*EXERCISE AIM*: Return every line from the one with "Accept ursula node" through the one with "The underlying issue", inclusive, exactly as it appears below.

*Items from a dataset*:
'''

PR #1557, opened 2020-01-09
Incorrect recommendation for missing StakeholderConfiguration file

### LINKED ISSUE #1553: Incorrect recommendation in CLI when stakeholder configuration not found
```
$ nucypher stake divide --provider /Users/derek/Library/Ethereum/goerli/geth.ipc

 ____    __            __
/\  _`\ /\ \__        /\ \
\ \,\L\_\ \ ,_\    __ \ \ \/'\      __   _ __
 \/_\__ \\ \ \/  /'__`\\ \ , <    /'__`\/\`'__\
   /\ \L\ \ \ \_/\ \L\.\\ \ \\`\ /\  __/\ \ \/
   \ `\____\ \__\ \__/.\_\ \_\ \_\ \____\\ \_\
    \/_____/\/__/\/__/\/_/\/_/\/_/\/____/ \/_/

The Holder of Stakes.

Error: Could not open file /Users/derek/Library/Application Support/nucypher/stakeholder.json: No Stakeholder configuration file found.
To create a new persistent Stakeholder run: 'nucypher stakeholder init'
```

**`nucypher stakeholder init` is no longer a valid command**

derekpierre:
Fixes #1553 .

### DIFF
--- a/tests/cli/test_alice.py
+++ b/tests/cli/test_alice.py
@@ -1,10 +1,20 @@
 import os
+from unittest import mock
 
 from nucypher.cli.main import nucypher_cli
 from nucypher.config.characters import AliceConfiguration
 from nucypher.utilities.sandbox.constants import INSECURE_DEVELOPMENT_PASSWORD, \
     MOCK_IP_ADDRESS, MOCK_CUSTOM_INSTALLATION_PATH, TEMPORARY_DOMAIN
 from nucypher.cli.actions import SUCCESSFUL_DESTRUCTION
+
+
+@mock.patch('nucypher.config.characters.AliceConfiguration.default_filepath', return_value='/non/existent/file')
+def test_missing_configuration_file(default_filepath_mock, click_runner):
+    cmd_args = ('alice', 'run')
+    result = click_runner.invoke(nucypher_cli, cmd_args, catch_exceptions=False)
+    assert result.exit_code != 0
+    assert default_filepath_mock.called
+    assert "run: 'nucypher alice init'" in result.output
 
 
 def test_initialize_alice_defaults(click_runner, mocker):
--- a/nucypher/cli/actions.py
+++ b/nucypher/cli/actions.py
@@ -286,11 +286,12 @@ paid out in ethers retro-actively and on-demand.
 Accept ursula node operator obligation?""", abort=True)
 
 
-def handle_missing_configuration_file(character_config_class, config_file: str = None):
+def handle_missing_configuration_file(character_config_class, init_command_hint: str = None, config_file: str = None):
     config_file_location = config_file or character_config_class.default_filepath()
+    init_command = init_command_hint or f"{character_config_class._NAME} init"
     message = f'No {character_config_class._NAME.capitalize()} configuration file found.\n' \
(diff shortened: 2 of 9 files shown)


nucypher/config/characters.py
```diff
@@ -321,3 +321,9 @@ def generate(cls, *args, **kwargs):
 
     def to_configuration_file(self, override: bool = True, *args, **kwargs) -> str:
         return super().to_configuration_file(override=True, *args, **kwargs)
+
+    @classmethod
+    def init_cmd(cls):
+        # provide a direct link to underlying command so that if it ever changes again, it will be detected
+        from nucypher.cli.characters import stake
```
fjarri: I'm not sure I agree with this approach. First, there is a non-root-level import that hides a circular dependency - a very possible source of problems in the future (especially if we ever want to decouple CLI from the rest of the code). Second, if there is already a test that calls this command, and the command does change, we will detect it there - throwing an exception a little earlier will not change anything. Plus, the whole purpose of `init_cmd()` seems to be for testing, I can't imagine a scenario where a user would call it. So perhaps the testsuite is where it should reside.

derekpierre: I don't think I follow:

The underlying issue is not about calling the CLI command - the issue is that when a configuration file is missing, the **message** that we show about recommending a command to use to persist a character is incorrect (see #1553 output). Before "stake", all characters are initialized with `init` eg. `nucypher alice init`, `nucypher bob init` etc. However for stakeholder, we do not use init, but rather `nucypher stake init-stakeholder` i.e. different from all other characters, yet the message was still indicating that `nucypher stake init` should be used.

The reason for the `init_cmd()` function is for the cases when the default `init` is not the command to initialize some character from its configuration. I used a direct link to the non-default function so that if we decide to change it again to something else, either the test for StakeHolderConfiguration will fail because command is no longer available, OR it will continue to pass because the recommendation gets automatically updated.

For example, if the `init_stakeholder(...)` function name would go away and the test would fail. However, if the `init_stakeholder` function can remain but the @stake.command(name=...) decorator gets changed (which changes the cli name of the function, but not the code) then the message automatically gets updated.

fjarri: I understand the issue, what worries me is the function-local import, which backfires in 99% of cases. Would it work to just pass the required command to `handle_missing_configuration_file`? E.g.
```
            except FileNotFoundError:
                return actions.handle_missing_configuration_file(
                    character_name_hint="Alice",
                    command_name_hint="alice", # can be omitted if equal to lowercased `character_name_hint`
                    config_file=config_file)
```
So you can do something like `command_name_hint=init_stakeholder.name` to catch the change, because it is all confined to the same file.

tests/cli/test_alice.py
```diff
@@ -7,6 +8,15 @@
 from nucypher.cli.actions import SUCCESSFUL_DESTRUCTION
 
 
+@mock.patch('nucypher.config.characters.AliceConfiguration.default_filepath', return_value='/non/existent/file')
```
KPrasch: Nice - Inspired by the recent mocking work in birdcage? :-)

derekpierre: 😉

'''

*SOLUTION TO THIS TASK*:
 Accept ursula node operator obligation?""", abort=True)
 
 
-def handle_missing_configuration_file(character_config_class, config_file: str = None):
+def handle_missing_configuration_file(character_config_class, init_command_hint: str = None, config_file: str = None):
     config_file_location = config_file or character_config_class.default_filepath()
+    init_command = init_command_hint or f"{character_config_class._NAME} init"
     message = f'No {character_config_class._NAME.capitalize()} configuration file found.\n' \
(diff shortened: 2 of 9 files shown)


nucypher/config/characters.py
```diff
@@ -321,3 +321,9 @@ def generate(cls, *args, **kwargs):
 
     def to_configuration_file(self, override: bool = True, *args, **kwargs) -> str:
         return super().to_configuration_file(override=True, *args, **kwargs)
+
+    @classmethod
+    def init_cmd(cls):
+        # provide a direct link to underlying command so that if it ever changes again, it will be detected
+        from nucypher.cli.characters import stake
```
fjarri: I'm not sure I agree with this approach. First, there is a non-root-level import that hides a circular dependency - a very possible source of problems in the future (especially if we ever want to decouple CLI from the rest of the code). Second, if there is already a test that calls this command, and the command does change, we will detect it there - throwing an exception a little earlier will not change anything. Plus, the whole purpose of `init_cmd()` seems to be for testing, I can't imagine a scenario where a user would call it. So perhaps the testsuite is where it should reside.

derekpierre: I don't think I follow:

The underlying issue is not about calling the CLI command - the issue is that when a configuration file is missing, the **message** that we show about recommending a command to use to persist a character is incorrect (see #1553 output). Before "stake", all characters are initialized with `init` eg. `nucypher alice init`, `nucypher bob init` etc. However for stakeholder, we do not use init, but rather `nucypher stake init-stakeholder` i.e. different from all other characters, yet the message was still indicating that `nucypher stake init` should be used.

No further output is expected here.